-- REQUIREMENT --
Which of the lines in the records below hold the string "more"? Copy every one of them.

RECORDS PROVIDED below:

PR #9612, opened 2026-07-09
Contract Overhaul Project: Updated Command Rights Handling

IllianiBird:
Updated Command Rights handling, in an attempt to make each Command Right more distinctive and to try and reduce scenario sizes.

- **Integrated** all scenarios count as Turning Points (unchanged), removed integrated forces from scenario generation
- **House** 1-in-3 chance for a scenario to count as Turning Point (unchanged), all Turning Points have a House Officer present. Non-Turning Points don't
- **Liaison** 1-in-3 chance for a scenario to count as Turning Point (unchanged), removed extra Liaison units from scenarios
- **Independent** changed required Turning Points to 1, Turning Point scenarios only spawn if current CVP is below 1, at which point all scenarios are Turning Points.


binaryspica:
I think that the first independent is actually integrated command?

And how to determine that independent mission to be successful? Maybe using turning point as the checker for compulsory or not?

IllianiBird:
Correct, fixed

VicenteCartas (approved):

PR #9627, opened 2026-07-11
Fixed Ambushes Not Occurring For Already Deployed Forces

IllianiBird:
As per title


MekHQ/src/mekhq/campaign/digitalGM/stratCon/StratConRulesManager.java
```diff
@@ -303,11 +303,22 @@ public static void generateDailyScenariosForTrack(Campaign campaign, StratConCam
...
+                }
+
                 scenario = generateScenarioForExistingForces(scenarioCoords,
-                      track.getAssignedCoordForces().get(scenarioCoords),
+                      assignedForceIDs,
                       contract,
                       campaign,
-                      track);
+                      track,
+                      ambushTemplate,
```
VicenteCartas, line 320: Since this scenario later goes through the existing `finalizeBackingScenario`
call, should we also apply the same post-finalization state as the ambush path
in `deployForceToCoords`? That path forces Crisis and clears Turning Point,
while this one currently keeps the normal finalization result.

VicenteCartas (changes requested):

MekHQ/src/mekhq/campaign/digitalGM/stratCon/StratConRulesManager.java
IllianiBird: Good shout

IllianiBird:
Actioned all feedback

VicenteCartas (approved):

PR #9629, opened 2026-07-11
Contract Overhaul Project: Added the Ability to Zoom and Pan StratCon AO Map; Moved Sectors to Tabs; Added GUI Only Support for Multiple Concurrent Contracts

IllianiBird:
~~As per title. Nothing too fancy.~~ _It got fancy_

Updated the AO tab with new functionality:

- Added Pan and Zoom functionality
- Sectors are now displayed as tabs, not a list.
- Sector tab labels will be colored based on the status of the sector (green: all objectives done; yellow: some objectives outstanding; red: all objectives failed). These are default colors and can be changed by the player.
- Each Sector objectives list will only show the objectives for that sector
- Added GUI support for multiple concurrent StratCon contracts. This is GUI support only and does not mean MekHQ supports multiple concurrent contracts. That's coming later.

https://github.com/user-attachments/assets/6f81fa29-5ef6-4ffe-abb3-0dbf54a98673


MekHQ/src/mekhq/gui/StratConTab.java
```diff
@@ -308,38 +353,50 @@ public void updateCampaignState() {
...
+        if (endingDate != null && endingDate.isBefore(currentDate)) {
+            sb.append(getTextAt(RESOURCE_BUNDLE, "stratConTab.status.expired"));
         }
 
-        sb.append("<br/><b>Campaign Victory Points:</b> ").append(campaignState.getVictoryPoints())
-              .append("<br/><b>Support Points:</b> ").append(campaignState.getSupportPoints())
-              .append("<br/><b>Deployment Period:</b> ").append(currentTDI.track.getDeploymentTime())
-              .append(" days")
-              .append("</html>");
+        sb.append(getFormattedTextAt(RESOURCE_BUNDLE, "stratConTab.status.victoryPoints",
```
VicenteCartas: Could we include the required VP target here too?

The old objective display showed the contract-wide requirement from
`getRequiredVictoryPoints()`. I understand removing it from the sector
objective list now that each tab only shows that sector, but the replacement
status currently shows only the points we have, not how many are required.

Maybe `Campaign Victory Points:
current / required` would fit here?

MekHQ/src/mekhq/gui/StratConTab.java
```diff
@@ -370,207 +425,281 @@ private String buildShortStrategicObjectiveText(StratConCampaignState campaignSt
...
+        cmd.display(getCampaign(), currentContract.getStratConCampaignState(),
+              currentSectorTrack, getCampaign().isGM());
         cmd.setModalityType(ModalityType.APPLICATION_MODAL);
         cmd.setVisible(true);
     }
 
     @Subscribe
     public void handleNewDay(NewDayEvent ev) {
-        repopulateTrackList();
+        repopulateContractsAndSectors();
```
VicenteCartas, line 762: Should we also rebuild this on MissionNew/MissionChanged?

The contract-market flow calls `campaign.addMission` first, then
`acceptContract`, which creates the StratCon campaign state. This tab currently
rebuilds for new day, mission removal, and mission completion, but not when a
contract is added or its state is initialized.

As far as I can tell, a newly accepted concurrent contract can stay missing from
the selector until the next day or another unrelated rebuild happens.

VicenteCartas (changes requested):

MekHQ/src/mekhq/gui/StratConTab.java
IllianiBird: Done

MekHQ/src/mekhq/gui/StratConTab.java
IllianiBird: I'm not sure if this is correct - I wasn't able to verify - but adding the event here wouldn't hurt anything.

IllianiBird:
All feedback actioned

image

VicenteCartas (approved):

Issue #3705, opened 2023-07-01
RFE: Ability to mark ammo consumption on manual resolution


Skoraks:
### Description
It would be nice to have the ability to track ammo expenditure when using the "Resolve Manually" feature for scenarios. I primarily use MekHQ to track tabletop Mercenary campaigns and currently this requires some manual editing of the MUL if I want this extra detail.

A potential way to display this could be in a similar way to how armour and structure is handled currently, with a new Ammo section added, and number input boxes for each critical slot of ammo present on the mech, so you can edit the remaining shots value post game.

PR #9632, opened 2026-07-11
Add ability to edit ammo bin content for manual scenario resolution

Skoraks:
Adds additional button to "Edit ammo" alongside the existing "Edit unit" during manual scenario resolution. 

Allows ammo expenditure tracking to manual resolution, with the intent of supporting tabletop game input.

image

https://github.com/MegaMek/mekhq/issues/3705


IllianiBird (changes requested):
This should probably be moved to a similar location as megamek/client/ui/dialogs/UnitEditorDialog.java and hooked up so that it can be accessed in MegaMek. That way players can edit ammo in the megamek lobby as well as mhq hangar.

MekHQ/resources/mekhq/resources/EditAmmoDialog.properties
```diff
@@ -1,4 +1,4 @@
-# Copyright (C) 2026 The MegaMek Team. All Rights Reserved.
+# Copyright (C) 2005-2025 The MegaMek Team. All Rights Reserved.
```
IllianiBird: This is incorrect, it should be `2026` as this is a brand new object

MekHQ/src/mekhq/gui/dialog/EditAmmoDialog.java
```diff
@@ -0,0 +1,371 @@
+/*
+ * Copyright (C) 2025 The MegaMek Team. All Rights Reserved.
```
IllianiBird: And here

MekHQ/src/mekhq/gui/dialog/EditAmmoDialog.java
```diff
@@ -0,0 +1,371 @@
...
+        scrollPane.setVerticalScrollBarPolicy(ScrollPaneConstants.VERTICAL_SCROLLBAR_AS_NEEDED);
+        scrollPane.setHorizontalScrollBarPolicy(ScrollPaneConstants.HORIZONTAL_SCROLLBAR_NEVER);
+        add(scrollPane, BorderLayout.CENTER);
+        
+        // Button panel (always visible, not scrolled)
+        add(buildButtonPanel(), BorderLayout.SOUTH);
+        
+        // Calculate preferred size with scrollbar limit
+        int calculatedHeight = Math.max(DIALOG_MIN_HEIGHT, 
+            Math.min(DIALOG_MAX_HEIGHT, ammoBindings.size() * DIALOG_ROW_HEIGHT + DIALOG_BUTTON_ROW_HEIGHT));
```
IllianiBird: This doesn't read cleanly, it'd be best to calculate your dynamic height and then pass it into calculatedHeight rather than trying to do everything on the one line. It also doesn't look like we're scaling for GUI

MekHQ/src/mekhq/gui/dialog/EditAmmoDialog.java
```diff
@@ -0,0 +1,371 @@
...
+            String weaponName = getAmmoWeaponName(ammo);
+            String location = entity.getLocationName(ammo.getLocation());
+            String displayText = String.format("%s (%s)", weaponName, location);
+            mainPanel.add(new JLabel(displayText), gbc);
+            
+            // Ammo type
+            gbc.gridx = 1;
+            String ammoName = ammo.getType().getName();
+            if (ammo.isHotLoaded()) {
+                ammoName = String.format("%s %s", ammoName, resourceMap.getString("label.hotLoaded"));
```
IllianiBird: This should be using our new i18n classes (see MHQInternationalization for example) not String.format()

MekHQ/src/mekhq/gui/dialog/EditAmmoDialog.java
```diff
@@ -0,0 +1,371 @@
...
+            
+            // Shots remaining spinner
+            gbc.gridx = 2;
+            int currentShots = ammo.getBaseShotsLeft();
+            int maxShots = calculateMaxShots(ammo, weaponName, currentShots);
+            
+            SpinnerNumberModel spinnerModel = new SpinnerNumberModel(currentShots, 0, maxShots, 1);
+            JSpinner spinner = new JSpinner(spinnerModel);
+            spinner.setName(String.format("ammoSpinner_%d", row));
+            spinner.setToolTipText(String.format(
```
IllianiBird: Same here

MekHQ/src/mekhq/gui/dialog/EditAmmoDialog.java
```diff
@@ -0,0 +1,371 @@
...
+    }
+
+    /**
+     * Builds the button panel with standard buttons.
+     * @return configured button panel
+     */
+    private JPanel buildButtonPanel() {
+        JPanel buttonPanel = new JPanel(new FlowLayout());
+        
+        JButton setAllZeroButton = new JButton(resourceMap.getString("btn.setAllZero.text"));
```
IllianiBird: We shouldn't be using `getString` any more, this is something that would be better off using getTextAt as that's safer than getString

MekHQ/src/mekhq/gui/dialog/ResolveScenarioWizardDialog.java
```diff
@@ -402,10 +404,19 @@ private JPanel makeUnitStatusPanel() {
...
         pnlUnitStatus.add(new JLabel(resourceMap.getString("totaled")), gridBagConstraints);
 
+        gridBagConstraints.gridx = 2;
+        pnlUnitStatus.add(new JLabel("View Unit"), gridBagConstraints);
+        
+        gridBagConstraints.gridx = 3;
+        pnlUnitStatus.add(new JLabel("Edit Unit"), gridBagConstraints);
+        
+        gridBagConstraints.gridx = 4;
+        pnlUnitStatus.add(new JLabel("Edit Ammo"), gridBagConstraints);
```
IllianiBird: We shouldn't be adding new hardcoded player-facing Strings

IllianiBird (changes requested):
So I've done a full review, first I think this is a great add. However there are some significant departures from our currently preferred style:

- Your legal statements look like they were copy-pasted without having the years updated correctly
- We should be avoiding String.format() in favor of our i18n classes, generally this is getFormattedTextAt()
- Similarly, we should be using getText instead of resources.getString()
- Finally I spotted a handful of hardcoded player facing Strings that's a no-no nowadays.

IllianiBird:
When working in both mhq and mm you need to create two PRs. One in the mm repo and one in the mhq one (this one), you then make a comment in the description that they rely on each other.

IllianiBird:
Given that this hasn't seen movement for more than a month, I'm going to go ahead and close it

End of RECORDS PROVIDED.

-- WRITTEN REPLY --
Updated Command Rights handling, in an attempt to make each Command Right more distinctive and to try and reduce scenario sizes.
IllianiBird: We shouldn't be using `getString` any more, this is something that would be better off using getTextAt as that's safer than getString
Given that this hasn't seen movement for more than a month, I'm going to go ahead and close it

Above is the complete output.